Why integration does not work effectively in Finland

by , under All categories, Enrique

By Enrique Tessieri

One of the most important matters for immigrants and their children is to find a place in society. This can be  done through work, equal opportunity and most importantly by acceptance by the host society.  In the same way, some immigrants that move to Finland have to adjust to a new type of society based on cultural diversity.

Reading many of the comments on the Internet by some Finns can be revealing. For me they show that those that write these posts don’t understand the minimal basics of how their own society works never mind what immigration is.

They resemble laymen trying to build a nuclear reactor on their own. All of the pieces that go together are placed based on hearsay, ignorance and prejudice. When the nuclear reactor is built, they close their eyes and leave the rest to chance: Kaboom!

How many of those that work with immigrants in Finland really understand the dynamics never mind have a proper background that orients them effectively to such work? I believe we’d be surprised.

Of all the claims made by laymen on immigration, one of the most incredible is that they believe that all the rights (civil liberties, job opportunities to name a few) are only theirs. This other mass of legal immigrants living in Finland should not and cannot aspire to these rights because the latter group mistakenly believes that all these rights are only theirs.

If that were the case, could they please show us where they have legally more rights than immigrants when it comes to civil liberties and opportunities? If you are going to create a society that systematically excludes certain groups you will end up with the same problems as in other countries.

If one wants to speed up the integration process of immigrants and refugees in Finland, a massive integration program would have to be instigated for a part of the population. Too many are still in the dark about living in a modern, globalized and culturally diverse society.

The first matter they should study is our Constitution and Non-Discrimination Act.

Integration is a two-way street and should involve as well the integration of Finns into the mainstream of our society.

    • Enrique

      Islam is peace? Is Christianity peace? What about Zionism? The term incompatible is a fave of the discourse. Something is incompatible and therefore they should leave or change. One of the things she does not answer is how her recipe will undermine our society. And how big of a problem is it? You are only looking at one narrow side of a more complex issue.

  1. Tony Garcia

    “Too many of them are still in the dark about living in a diverse society.”

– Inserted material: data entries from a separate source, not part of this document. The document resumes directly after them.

Issue #4064, opened 2025-01-09
Bug: Invalid rename/copy/move leads to uncloseable modal


HazelGrant:
When I attempt to rename a file and it's invalid, the rename loading modal doesn't go away. This happens with copy and move as well. The user has to refresh the page to get rid of it.

https://github.com/user-attachments/assets/5112c752-a892-47f7-9469-0c0167a762d7

PR #4100, opened 2025-01-27
Add returnFocus option to resolve focus issues in file_ops

ahmed-mgd:
Fixes focus issues related to #4064 
Follow-up to #4084


johrstrom:
I'm not 100% sure what this does. I don't see `returnFocus` being set anywhere. If it's always false, why pass it around here and there?

johrstrom:
Yea after looking at this for a second, I think I'm finding the default `true` is a better experience. So it's not clear to me if this fixes anything. For visual users, the default of `true` will correctly display the alert. For screen-readers, they do not get the alert regardless of `returnFocus` - they always seem to return to the very top of the page (the start of the navigation bar).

    I agree with that, having less then 4% of immigration and most of it composed by Russians and Westerners, Finns are not really used to live in a diverse society.

    However the beauty is – they don’t need to. That’s why next election if so important. To all Finns reading this, If you don’t want a Malmo or Luton in Finland, please vote for True Finns.

  2. Tony Garcia

    “The term incompatible is a fave of the discourse. Something is incompatible and therefore they should leave or change.”

    How about racism? Is it incompatible? Should it leave or change?

  3. Tiwaz

    -“Integration is a two-way street and should involve as well the integration of Finns into the mainstream of our society.”

    But first immigrants must do their part.

    They have to show they want to be part of community, and learn to act in a way that fits the community.

    Then they are accepted and they can introduce their new, unconflicting habits to community and possibly cause change.

    But first and foremost, to be included… Immigrant must adjust to their surroundings. Just walking in and saying “INCLUDE ME NOW!” is stupidity.

    • Enrique

      Hola Pedro, thank you for sharing these links with us. As you know, we debate a lot of racism issues in Europe. I am personally happy that we can also speak about this problem in Argentina.
      I personally consider what is happening in these slums as disgraceful. Poverty is for Argentina a constant shameful reminder of how it has failed as a nation. The same arguments used in Europe to ostracize certain groups is also used in faraway countries like Argentina. I have heard in Buenos Aires how the Bolivians are stealing jobs from Argentineans. Sounds familiar?
      In my opinion, one of the factors that caused Argentina to become a nation like Australia and Canada in the last century is due to the fall of immigration. Argentinean society changed radically due to European immigration. After 1930, however, immigration fell drastically due to the Great Depression and World War II. This was a hard blow for Argentina.

  4. JusticeDemon

    LOL@TabloidTony

    Sweden was very naïve if it expected to send its armed forces to wage war abroad with no domestic consequences. Civilians die in Afghanistan every day, but we don’t hear a word about it from Tony the Toby, our resident spoilt rotten Brazilian rich kid.

    This is the real world, Toby. You need a more sensitive analysis than you’ll ever get from tabloid outrage.